Mairiporã is a Brazilian municipality in São Paulo state. It is part of the São Paulo metropolitan area. The population is 101,937 (2020 est.) in an area of 321 km².

History

It became a municipality in 1889, separating from Guarulhos, it was named "Juqueri", and it comprised also what today are the cities of Franco da Rocha, Caieiras and Francisco Morato. The current name was adopted in December 1948, and means "beautiful city" (mairy: village, city + poranga: beautiful).

Geography

Mairiporã is situated at an average altitude of 790m. The highest points of Mairiporã are in Serra da Cantareira, where it reaches an altitude of over 1100m in some areas.

Climate: Like in all of the São Paulo metropolitan area, the climate is subtropical. Summer is considerably warm and rainy while the winter is mild. The average annual temperature is about 18 °C. The coldest month is July with an average 14 °C and the warmest February with an average 22 °C. The annual pluviometric index is about 1400mm.

Roads

BR-381 Rodovia Fernão Dias.

Road connecting São Paulo Capital City to Belo Horizonte in the state of Minas Gerais.
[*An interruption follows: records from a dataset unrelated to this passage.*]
PR #2190, opened 2017-03-27
fix: Make search result pagination match the UI mock

### LINKED ISSUE #2064: Make search result pagination match the UI mock

Perform a search that results in many pages. Scroll down to the previous/next buttons. Example: https://addons-dev.allizom.org/en-US/android/search/?page=1&q=food

### What happened?

The buttons don't match the UI mock. They are are not centered or at least they are missing some margins.

They should match the UI mocks closer.

screenshot 2017-03-14 12 55 30

This is not fallout from https://github.com/mozilla/addons-frontend/issues/2054 :) I checked before and after. The layout was the same.

aayushsanghavi:
Fixes #2064 
Before -
before

After -
paginate

### DIFF
--- a/src/core/components/Paginate/Paginate.scss
+++ b/src/core/components/Paginate/Paginate.scss
@@ -12,14 +12,13 @@
 }
 
 .Paginate {
-  padding: 0 10%;
-  margin-bottom: 5%;
+  padding: 0 30px;
+  margin-bottom: 30px;
 }
 
 .Paginate .Paginate-item {
-  @include button($background: #fff, $color: #000);
+  @include button($background: $base-color, $color: $link-color);
 
-  color: $link-color;
   display: inline-block;
   font-size: $font-size-s;
   font-variant: small-caps;
--- a/src/core/components/Paginate/Paginate.scss
+++ b/src/core/components/Paginate/Paginate.scss
@@ -11,16 +11,21 @@
   justify-content: space-between;
 }
 
+.Paginate {
+  padding: 0 10%;
+  margin-bottom: 5%;
+}
+
 .Paginate .Paginate-item {
   @include button($background: #fff, $color: #000);
 
+  color: $link-color;
   display: inline-block;
   font-size: $font-size-s;
   font-variant: small-caps;
   font-weight: normal;
   line-height: 2;
-  margin: 0;
-  min-width: 40%;
+  min-width: 48%;
   text-align: center;
 }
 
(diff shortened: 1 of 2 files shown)


src/core/components/Paginate/Paginate.scss
```diff
@@ -11,16 +11,21 @@
   justify-content: space-between;
 }
 
+.Paginate {
+  padding: 0 10%;
+  margin-bottom: 5%;
+}
+
 .Paginate .Paginate-item {
   @include button($background: #fff, $color: #000);
```
tofumatt: I know this isn't part of your patch, but could you change this line to use colour variables too?

Actually this should be using your colour that you used below. It should be: `button($background: $base-color, $color: $link-color);`.

src/core/components/Paginate/Paginate.scss
```diff
@@ -11,16 +11,21 @@
...
 
+  color: $link-color;
```
tofumatt: You can remove this line once you change the `button` mixin.

src/core/components/Paginate/Paginate.scss
```diff
@@ -11,16 +11,21 @@
   justify-content: space-between;
 }
 
+.Paginate {
+  padding: 0 10%;
+  margin-bottom: 5%;
```
tofumatt: Can we use an explicit pixel value here instead of `%`?

src/core/components/Paginate/Paginate.scss
```diff
@@ -11,16 +11,21 @@
   justify-content: space-between;
 }
 
+.Paginate {
+  padding: 0 10%;
```
tofumatt: If possible I think an explicit pixel value would be better; for wider screens, especially on mobile, it will allow the buttons to reach closer to the edge of the screen which is better for usability.

aayushsanghavi:
@tofumatt thanks for the review. It isn't much work so I guess I should get done with it soon.

aayushsanghavi:
@tofumatt I changed the % values to pixels and this is how it looks -

mobile devices -

mobile


tablet devices -

tablet


laptop devices -

laptop

aayushsanghavi:
@tofumatt could you have a look again?

tofumatt:
Hi @aayushsanghavi, looking now. really sorry this slipped through. I've been a bit busy and distracted the past few weeks!

aayushsanghavi:
@tofumatt thanks for the merge!
You've been working hard on the project so it slips out, which is why I reminded you :)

BR-381 crosses Mairiporã from south to north, from Parque suíço in the south to Terra Preta in the north.

SP-023 Rodovia Prefeito Luiz Salomão Chamma.
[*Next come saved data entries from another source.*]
PR #2638, opened 2017-06-27
adds getIconUrl function

### LINKED ISSUE #2623: Get add-on icon more safely
We use this line of code a lot:

```js
const iconURL = isAllowedOrigin(addon.icon_url) ? addon.icon_url : fallbackIcon;
```

We should wrap this up in a function because it would be a shame if someone forgot to check the origin of the icon URL.

tsl143:
Fixes #2623


src/core/utils.js
```diff
@@ -137,6 +136,10 @@ export function isAllowedOrigin(urlString, {
   return allowedOrigins.includes(`${parsedURL.protocol}//${parsedURL.host}`);
 }
 
+export function getIconUrl(addon, fallback) {
+  return (addon && isAllowedOrigin(addon.icon_url)) ? addon.icon_url : fallback;
```
kumar303: I think it would be nice to make the `fallback` parameter be optional. By default it can use `'amo/img/icons/default-64.png'` like the original code did.

tsl143:
@kumar303 I tried importing png icon in util to make it as fallback icon but I get following error while building package
`SyntaxError: /<...>/addons-frontend/src/amo/img/icons/default-64.png: Unexpected character '�' (1:0)`

I tried to add `import fallbackIcon from 'amo/img/icons/default-64.png';` in `core/util`

tsl143:
@kumar303 Updated the code, but for some reason, Travis didnt run the test on PR

src/core/imageUtils.js
```diff
@@ -0,0 +1,10 @@
+/* global navigator, window */
```
kumar303: I don't see navigator or window being used so you can delete this

src/core/imageUtils.js
```diff
@@ -0,0 +1,10 @@
...
+/* eslint-disable react/prop-types */
```
kumar303: I don't see any react components so you can delete this

src/core/imageUtils.js
```diff
@@ -0,0 +1,10 @@
...
+
+import { isAllowedOrigin } from 'core/utils';
+import fallbackIcon from 'amo/img/icons/default-64.png';
+
+export function getIconUrl(addon) {
```
kumar303: This should be named `getAddonIconUrl` because I'm pretty sure we'll need to add one for themes later.

tests/unit/core/test_utils.js
```diff
@@ -540,6 +542,17 @@ describe('isAllowedOrigin', () => {
   });
 });
 
+describe('getIconUrl', () => {
```
kumar303: This should be moved to a new file named `tests/unit/core/testImageUtils.js`

src/core/imageUtils.js
```diff
@@ -0,0 +1,10 @@
...
+  return (addon && isAllowedOrigin(addon.icon_url)) ? addon.icon_url : fallbackIcon;
```
kumar303: This should have a line above it checking that `addon` is not empty, like:

```js
if (!addon) {
  throw new Error('addon cannot be empty');
}
```
This will also need a unit test

tests/unit/core/test_utils.js
```diff
@@ -540,6 +542,17 @@ describe('isAllowedOrigin', () => {
...
+  const addon = { ...fakeAddon };
+
+  it('return icon url as in fake addon', () => {
+    expect(getIconUrl(addon)).toEqual('https://addons.cdn.mozilla.net/webdev-64.png');
+  });
+  it('return fallback icon in case of non allowed origin', () => {
+    expect(getIconUrl({ icon_url: 'https://xyz.com/a.png' })).toEqual(fallbackIcon);
```
kumar303: This should inherit from `fakeAddon` like: 

```js
getIconUrl({ ...fakeAddon, icon_url: 'https://xyz.com/a.png' })
```

tests/unit/core/test_utils.js
```diff
@@ -540,6 +542,17 @@ describe('isAllowedOrigin', () => {
   });
 });
 
+describe('getIconUrl', () => {
+  const addon = { ...fakeAddon };
+
+  it('return icon url as in fake addon', () => {
+    expect(getIconUrl(addon)).toEqual('https://addons.cdn.mozilla.net/webdev-64.png');
+  });
+  it('return fallback icon in case of non allowed origin', () => {
```
kumar303: These two functions should be separated by a new line for readability

tests/unit/core/test_utils.js
```diff
@@ -540,6 +542,17 @@ describe('isAllowedOrigin', () => {
   });
 });
 
+describe('getIconUrl', () => {
+  const addon = { ...fakeAddon };
+
+  it('return icon url as in fake addon', () => {
+    expect(getIconUrl(addon)).toEqual('https://addons.cdn.mozilla.net/webdev-64.png');
```
kumar303: For a test like this I think it helps to input a specific value that you're depending on even though the default value is sufficient. This makes the test very explicit and easier to understand. Example:

```js
const allowedIcon = 'https://addons.cdn.mozilla.net/any-icon.png';
expect(getIconUrl({ ...fakeAddon, icon_url: allowedIcon })).toEqual(allowedIcon);
```

tsl143:
@kumar303 I did required changes but there is one issue,
By adding 
`  if (!addon) {
 	throw new Error('addon cannot be empty');
  }`

few test fails 
` ● amo/components/AddonReviewList › <AddonReviewListBase/> › requires an addon prop to produce a URL

    expect(function).toThrowError(regexp)
    
    Expected the function to throw an error matching:
      /cannot access addonURL/
    Instead, it threw:
      addon cannot be empty `

src/core/imageUtils.js
```diff
@@ -0,0 +1,9 @@
+import { isAllowedOrigin } from 'core/utils';
+import fallbackIcon from 'amo/img/icons/default-64.png';
+
+export function getAddonIconUrl(addon) {
+  if (!addon) {
+    throw new Error('addon cannot be empty');
```
kumar303: Ah, you were right. This should not throw an error. In the case of a falsy addon, the `getAddonIconUrl()` function should return the `fallbackIcon`

tsl143:
@kumar303 All set from my side :)

tests/unit/core/test_imageUtils.js
```diff
@@ -0,0 +1,16 @@
...
+  const allowedIcon = 'https://addons.cdn.mozilla.net/webdev-64.png';
+
+  it('return icon url as in fake addon', () => {
+    expect(getAddonIconUrl({ ...fakeAddon, icon_url: allowedIcon })).toEqual(allowedIcon);
+  });
+
+  it('return fallback icon in case of non allowed origin', () => {
+    expect(getAddonIconUrl({ ...fakeAddon, icon_url: 'https://xyz.com/a.png' })).toEqual(fallbackIcon);
+  });
+});
```
kumar303: This needs one more test now that makes sure a falsy add-on (like `getAddonIconUrl(null)`) will return `fallbackIcon`

tsl143: @kumar303 stay tuned working on it rn

tsl143:
@kumar303 All set, is it fine now to get merged?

Connects SP-332 Rodovia Tancredo de Almeida Neves in Franco da Rocha to BR-381 Rodovia Fernão Dias.

Demographics

Data from 2000 Census

Total population - 60.111
Urban Population - 48,077
Rural Population - 12,034
Men - 30,214
Women - 29,897

Population density: 186.97 people per km2

Infant mortality: 18.60 per thousand

Life expectancy: 69.82 years

Total fertility rate: 2.22 per woman

Literacy rate: 90.7%

Human Development Index: 0.803
Standard of living: 0.784
Life Expectancy: 0.747
Education: 0.877

(Source: IPEADATA)

Tourism

The municipality contains part of the  Cantareira State Park, created in 1962, which protects a large part of the metropolitan São Paulo water supply.
Mairiporã is a city in Serra da Cantareira north of São Paulo City. It is in a great location for tourists who are searching for connection with nature and tranquility yet close to the capital.
The city is rich in many radical sports, like Paraglider in Pico do Olho D'água, downhill in Trilha da Saracura, the Trilha dos Macacos with waterfalls among others.